Article

How FDA's Breakthrough Therapy Designation Program Changed the Rare Disease Space

Author(s):

Ellen Sigal, PhD, discusses how she helped make the concept of the expedited FDA development program a reality.

On July 9, 2012, officials signed the Food and Drug Administration Safety and Innovation Act (FDASIA) which had a section within it that established a new designation—the Breakthrough Therapy Designation—which allows for expedited development and review of drugs to treat serious or life-threatening diseases if substantial evidence is provided.

The concept for the designation was first initiated at an annual meeting held by Friends of Cancer Research, an organization that has been instrumental in the development and implementation of policies dedicated to ensuring that safe and effective treatments are available to patients who need them most as quickly as possible.

At the National Organization of Rare Diseases’ Rare Diseases & Orphan Products Breakthrough Summit (NORD Summit), Rare Disease Report® sat down with Ellen Sigal, PhD, the chair and founder of Friends, to discuss how she and her organization were able to turn an ambitious concept into reality and what this designation did for the rare disease community as a whole.

RareDR: Can you tell us more about the expedited FDA development program?

Ellen Sigal, PhD: We always have a conference every year that includes the US Food and Drug Administration, the National Cancer Institute, and other stakeholders, and Rick Pazdur, MD, suggested to us that we should look at—we didn’t call it breakthrough—what we should do in the regulatory environment when we see substantial evidence early?

It seemed like an easy question, but the answer was very complicated. We worked with many stakeholders, companies, statisticians, and scientists, and we came up with a whitepaper on it—but it wasn’t easy, because the questions were hard. For example, what does substantial evidence mean? Because in every disease setting, it’s very different.

But in any event, we reached a consensus and then we put it through legislation. And at that point, we thought that maybe there would be 1 or 2 drugs per year, and we thought they would all be for cancer, so we were pretty shocked at the outcome; it was unexpected.

What we’re very pleased about, is it created this new pathway that is built on evidence and many diseases have benefitted from it. I think it’s still 55% to 60% cancer, but there’s a large percentage of rare diseases and other diseases that have benefitted from this designation.

What was the process of turning that concept into a reality?

The process was first deciding what ‘substantial evidence’ means; every disease setting is different—what this means in breast cancer is different than what it means in glioblastoma or pancreatic cancer. We were trying to look for definitions and it was very complicated. But we knew that the processes had to change, so when we brought it to legislation a lot of members of Congress thought, ‘Well, they can already do this’ and the answer is, ‘Maybe, but not so quickly.’
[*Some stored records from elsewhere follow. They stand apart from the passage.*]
PR #267, opened 2022-08-26
Upgrade raydp to be compatible with ray 2.0.0

kira-lin:


core/pom.xml
```diff
@@ -20,7 +20,7 @@
     <spark.version>3.2.0</spark.version>
     <fasterxml.jackson.version>2.12.2</fasterxml.jackson.version>
     <scala.binary.version>2.12</scala.binary.version>
-    <ray.version>1.9.0</ray.version>
+    <ray.version>1.13.0</ray.version>
```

So what Breakthrough did, was it changed the way the FDA handled it, it changed the way academics and others handled it, it changed the culture among companies and among people because they started doing better, smarter trials that would really look for evidence earlier on.

And, of course, everybody thought they had a Breakthrough—it was like everyone’s children are brilliant and beautiful—but it was really game changing and part of it was because it was a better process that defined but it was because it really meant substantial evidence and all-hands-on-deck.

How has this law impacted patients and providers in the rare disease space?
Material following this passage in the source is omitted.